### [BRIEF]
Please check every line of the listing for "obsolete" and copy each line where it is found.

### [RECORDS FOR THE EXERCISE]
PR #681, opened 2026-08-17
fix: drop Linux capabilities by default

jsingleton-dev:
## What

- Drop all Linux capabilities by default in `wandb-base` container security contexts.
- Bump `wandb-base` to 0.12.7 and update the exact dependency pins for `operator-wandb`, Lumen, and orchestrator.
- Regenerate dependency locks and rendered snapshots.

## Why

The Kubernetes Restricted Pod Security Standard requires containers to drop `ALL` capabilities. `allowPrivilegeEscalation: false` prevents gaining new privileges but does not explicitly remove capabilities granted at container startup.

This addresses the Kyverno restricted-policy capability findings for workloads that inherit the `wandb-base` security context.

## CIS coverage

This directly addresses these capability-specific controls reported through Kyverno policy `westest-cis-pod-security-restricted/restricted`:

- CIS 5.2.8 — Minimize the admission of containers with the `NET_RAW` capability (`capabilities_baseline`).
- CIS 5.2.9 — Minimize the admission of containers with capabilities assigned (`capabilities_restricted`).

Kyverno reports the Restricted Pod Security Standard as one aggregate rule. A workload will continue to fail that rule if it has another Restricted PSS violation, such as privileged mode, host namespaces, `allowPrivilegeEscalation`, root execution, or seccomp configuration.

This does not directly clear a capability-specific kube-bench finding in the supplied results. It contributes to GKE's aggregate PSS Baseline-or-stricter control, but does not satisfy that control by itself.

## Impact

Containers and init containers using the default `wandb-base` security context will render:

```yaml
capabilities:
  add: []
  drop:
    - ALL
```

Stock W&B services already run non-root and use unprivileged ports, so no functional change is expected. The chart should still be rolled through QA before wider Dedicated promotion, with particular attention to migration jobs and custom-CA startup.

## Testing

- `python3 scripts/format_templates.py`
- `python3 -m unittest discover -s scripts/tests`
- `python3 scripts/check_template_maintainability.py`
- `ct lint` for `wandb-base`, `operator-wandb`, Lumen, and orchestrator
- Snapshot suites for all four affected charts
- `helm unittest ./charts/operator-wandb/` — 49 tests passed
- Focused render assertion confirming main and init containers inherit `drop: [ALL]`
- `git diff --check`

### DIFF
--- a/charts/lumen/Chart.lock
+++ b/charts/lumen/Chart.lock
@@ -1,9 +1,9 @@
 dependencies:
 - name: wandb-base
   repository: file://../wandb-base
-  version: 0.12.6
+  version: 0.12.7
 - name: wandb-base
   repository: file://../wandb-base
-  version: 0.12.6
-digest: sha256:60d1023fe307cba27e2dfe573be514601dc0dcacb6d72f91323615fedaa42772
-generated: "2026-07-29T18:00:40.632395-05:00"
+  version: 0.12.7
+digest: sha256:6a4d35030d930a8ad4f6a1ada246116749584e084a7a6f2b2f2f48de13e0c990
+generated: "2026-08-17T13:29:39.702668-05:00"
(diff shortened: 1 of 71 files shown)


jsingleton-dev:
Will reopen this later

PR #690, opened 2026-09-01
feat(operator-wandb): split Weave migrator credentials [WB-36557]

zacharyblasczyk:
## Summary

- add an opt-in `global.olap.weaveTrace.migrator` credential path
- override only `WF_CLICKHOUSE_USER` and `WF_CLICKHOUSE_PASS` in the
  `weave-trace-migrate` init container
- require both migrator fields to use Kubernetes `valueFrom` references
- keep runtime Weave containers on the standard Weave credential
- test the stable ESO Secret names produced by `wandb/deployments#858`

The matching `weave` and `weave_migrator` ClickHouse identities are provisioned
by [wandb/deployments#858](https://github.com/wandb/deployments/pull/858). ESO
materializes their GSM credentials as the stable `clickhouse-weave` and
`clickhouse-weave-migrator` Kubernetes Secrets.

During A/B rotation, Delivery Tooling publishes both new GSM versions, confirms
ESO synchronized both Kubernetes Secrets, and rolls the Weave workloads. The
runtime and migrator credentials move together even though their stable Secret
names do not change.

## Safety

- disabled by default
- active only when the explicit Weave OLAP source is selected
- legacy and bundled ClickHouse behavior is unchanged
- inline migrator usernames and passwords are rejected
- runtime and migration credential separation is covered by render tests

## Validation

- `python3 scripts/format_templates.py`
- `python3 -m unittest discover -s scripts/tests` — 16 passing
- `python3 scripts/check_template_maintainability.py`
- `helm lint charts/operator-wandb`
- `helm lint charts/wandb-base`
- `helm unittest charts/operator-wandb` — 75 passing
- operator-wandb snapshots with CI-pinned Helm 3.20.1 — passing
- wandb-base snapshots with CI-pinned Helm 3.20.1 — passing
- full render confirms runtime uses `clickhouse-weave` and only the migration
  init container uses `clickhouse-weave-migrator`

## Summary by CodeRabbit

* **New Features**
  * Added optional, separate Kubernetes secret references for Weave Trace migration credentials.
  * Migration credentials are used only by the migration container; runtime containers continue using standard credentials.
  * Added support for container-specific environment variable configuration.

* **Bug Fixes**
  * Helm rendering now reports clear errors when migration credentials are not provided through supported secret references.

* **Documentation**
  * Documented credential configuration and guidance for coordinating credentials during A/B password rotation.

### DIFF
--- a/charts/lumen/Chart.lock
+++ b/charts/lumen/Chart.lock
@@ -1,9 +1,9 @@
 dependencies:
 - name: wandb-base
   repository: file://../wandb-base
-  version: 0.12.7
+  version: 0.12.8
 - name: wandb-base
   repository: file://../wandb-base
-  version: 0.12.7
-digest: sha256:6a4d35030d930a8ad4f6a1ada246116749584e084a7a6f2b2f2f48de13e0c990
-generated: "2026-08-11T14:59:58.54023-07:00"
+  version: 0.12.8
+digest: sha256:541b57c62629d87b2005d19134e0fba306517057cc9bca65035ecb63b5f2d81d
+generated: "2026-09-02T16:15:46.187432-05:00"
--- a/charts/lumen/Chart.yaml
+++ b/charts/lumen/Chart.yaml
@@ -2,7 +2,7 @@ apiVersion: v2
 name: lumen
 description: A Helm chart for deploying the W&B Lumen processor and notebook
 type: application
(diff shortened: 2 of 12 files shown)


dacbd (approved):
might add a snapshot that uses the new field.

PR #691, opened 2026-09-01
fix(operator-wandb): declare nginx log source on the frontend pods

mwhooker:
## What

Adds one autodiscovery annotation to the frontend pods so their nginx logs arrive in Datadog as
`source:nginx` / `service:frontend`:

```yaml
frontend:
  podAnnotations:
    ad.datadoghq.com/frontend.logs: '[{"source": "nginx", "service": "frontend"}]'
```

With `source:nginx`, Datadog's built-in Nginx integration pipeline parses these logs — grok, `level`
extraction, status remapping — so nginx `[warn]` lines stop being classified as errors. Chart
version bumped 0.44.7 → 0.44.8; the snapshot files that render the frontend pod gain exactly these
two lines and nothing else.

## Why

Without an `ad.datadoghq.com` logs annotation, the Datadog Agent infers a container's log source
from its short image name, so these logs arrive as `source:frontend-nginx` — a name that matches no
integration pipeline, leaving the nginx error stream unparsed. The same inference sets the
log-level `service`, overriding the intended `frontend`. Datadog's convention is that `source`
names the technology (which activates integration pipelines and out-of-the-box assets) and
`service` names the app.

Fixing this in pipeline configuration instead does not work: Datadog's Nginx integration pipeline
is read-only (updates are accepted and silently discarded), and cloning its processors into a
custom pipeline would drift whenever Datadog updates the original. Declaring the source at the pod
is the supported mechanism.

## Rollout

Each install picks the annotation up when its operator applies chart ≥ 0.44.8 and the frontend pods
restart. Pods not yet restarted keep emitting the old source and stay unparsed — exactly today's
behavior, so there is no regression window.

Note the effect is deliberately narrow: the frontend's access logs are already emitted as
structured JSON, which the Agent parses before pipelines run, so they are unaffected. Only the
raw-text nginx error-stream lines gain parsing (and correct `warn` severity).

## Testing

`./snapshots.sh run` and `helm unittest` pass locally on CI's toolchain (helm 3.20.1,
cascade-built dependencies with the stakater/prometheus repos). The regenerated snapshots' entire
diff is the two annotation lines across the test configs that install the frontend.

### DIFF
--- a/charts/operator-wandb/Chart.yaml
+++ b/charts/operator-wandb/Chart.yaml
@@ -2,7 +2,7 @@ apiVersion: v2
 name: operator-wandb
 description: A Helm chart for deploying W&B to Kubernetes
 type: application
-version: 0.44.7
+version: 0.44.8
 appVersion: 1.0.0
 icon: https://wandb.ai/logo.svg
 
--- a/charts/operator-wandb/values.yaml
+++ b/charts/operator-wandb/values.yaml
@@ -2610,6 +2610,8 @@ history-reader:
 
 frontend:
   install: false
+  podAnnotations:
+    ad.datadoghq.com/frontend.logs: '[{"source": "nginx", "service": "frontend"}]'
   podSecurityContext:
     runAsUser: 101
   image:
--- a/test-configs/operator-wandb/__snapshots__/fmb.snap
+++ b/test-configs/operator-wandb/__snapshots__/fmb.snap
@@ -6090,6 +6090,8 @@ spec:
       app.kubernetes.io/instance: chartsnap
   template:
     metadata:
+      annotations:
+        ad.datadoghq.com/frontend.logs: '[{"source": "nginx", "service": "frontend"}]'
       labels:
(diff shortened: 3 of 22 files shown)


mleonidas (approved):

dacbd (commented):
consider putting this in the managed-spec/release channel since this chart is still publicly used.

jsingleton-dev (approved):

mwhooker:
## Impact review

Before this change we reviewed every consumer of the current `source`/`service` values in the
receiving Datadog org: no monitors, dashboards, log-based metrics, pipelines, archives, or index
routing/exclusion configuration reference them, and `source:nginx` has no existing log population
to collide with, so the rename changes classification only.

The frontend's access logs are structured JSON and are parsed by the Agent before pipelines run, so
they are unaffected; the nginx pipeline's effect lands only on the raw-text error-stream lines,
where `[warn]` records gain correct severity (`[error]` stays error). Rollout is per-pod-restart
with no regression window: pods without the annotation keep today's behavior verbatim.

PR #694, opened 2026-09-01
feat(operator-wandb): gate history updater with OLAP enablement

zacharyblasczyk:
## Summary

- install `history-updater` from the same effective history-store enablement while retaining `history-updater.install` as a compatibility fallback
- make an explicitly set `global.nextGenHistoryStore` authoritative for history OLAP configuration and migrations
- default `history-updater.traceRatio` to `1`
- exercise the enabled updater in the OLAP integration matrix with an in-cluster Bufstream queue
- add precedence and migration coverage, and update snapshots

## Flag precedence

Helm dependency condition lists use the first valid boolean path; they are not an any-true expression. The order is therefore:

1. `global.nextGenHistoryStore` when explicitly set
2. `global.olap.history.enabled` when explicitly set
3. `history-updater.install` as the legacy fallback

The two newer values are documented but omitted from the chart defaults so an unset value can fall through. A YAML anchor is intentionally not used: anchors are resolved while parsing the base values file and do not follow later Helm values overlays, and materializing the anchored boolean would prevent compatibility fallback.

## Validation

- `helm unittest ./charts/operator-wandb/` (77 tests passed)
- `helm lint ./charts/operator-wandb/ --strict`
- `./snapshots.sh run` (all snapshots matched)
- rendered integration includes Bufstream at `bufstream.default.svc.cluster.local` and a dedicated `history-updater` consumer group
- `git diff --check`

### DIFF
--- a/charts/operator-wandb/Chart.lock
+++ b/charts/operator-wandb/Chart.lock
@@ -116,5 +116,5 @@ dependencies:
 - name: clickhouse
   repository: file://charts/clickhouse
   version: 9.1.1
-digest: sha256:1986ad265b0aaca94ee3286ce5b4f08e3841c9813bf22a16cc7ec97925d61a52
-generated: "2026-08-11T14:59:55.991901-07:00"
+digest: sha256:970fbdd2ec25e7a5be166c02778280d56a3b362ea8cfd19d7bafac090b33f9c7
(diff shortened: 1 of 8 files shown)


zacharyblasczyk:
@devin review

adityachoudhari26 (approved):

PR #1137, opened 2014-11-03
Fixing CAT-1061 issue

qianlvable:
Fixing approach : When insert operator in number token divide the number token into another two number token instead of placing the number token by the operator. Example: if current formula is 2* 23, and I want this formula transform into 2 * 2+3 by insert an "+" in 23 the previous version will turn the formula into "2*+" which will  cause the issue cat-1061


linsm:
please reopen your pull request

use your forked repository
target of pull request should be 'develop' branch
link THIS pull request in the new one

PR #1139, opened 2014-11-11
ActionBarSherlock is replaced with ActionBarCompat

iboyko:
Build: https://jenkins.catrob.at/view/All-Categories/view/Catroid-multi-job/job/Catroid-Multi-Job-Custom-Branch-RELOADED/509/

appcompat lib v19.1.0 is used.

### DIFF
--- a/build.gradle
+++ b/build.gradle
@@ -48,8 +48,7 @@ configurations {
 }
 
 dependencies {
-    compile 'com.actionbarsherlock:actionbarsherlock:4.4.0@aar'
-    compile 'com.android.support:support-v4:19.1.0'
+    compile 'com.android.support:appcompat-v7:19.1.0'
     compile 'com.google.guava:guava:17.0'
     compile fileTree(include: '*.jar', dir: 'catroid/libs')
     compile fileTree(include: '*.jar', dir: 'catroid/libs-natives')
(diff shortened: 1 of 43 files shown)


avihric:
obsolete with #1162

iboyko:
Cannot be obsolete on my opinion.
CAT-1242 says to use build level 16 but it says nothing about Action bar implementation. 
Replacing ActionBarSherlock with ActionBarCompat allows fast and native switch to Lollipop UI.

aried3r:
I agree, we should use AppCompat instead.

Another question, can we delete `libraryProjects/` or is anything still using it?

obusher:
With #1162 the targetVersion is increased to 21 so we could use `com.android.support:appcompat-v7:21+`. Was your testrun green ? It seems it got deleted already. :octocat:

iboyko:
Pull request was created on Nov 11, 2014. It was not possible to get stable build at that time because of the problems with master branch. I have not started testrun after master became stable.

iboyko:
@avihric What do you think about it?

avihric:
Yes we can restore the branch and do a new PR on development branch. But first I want to process the other PRs before making new ones, except it is a critical bugfix.

iboyko:
OK, I will create an Issue.

PR #1147, opened 2015-02-03
CAT-1237 changed to English only

thmq:


robertpainsi:
So, is StringsTest still doing something?

avihric:
fixed with #1161 
CAT-1237 #fixed fixed by CAT-1252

### [TASK ANSWER]
obsolete with #1162
Cannot be obsolete on my opinion.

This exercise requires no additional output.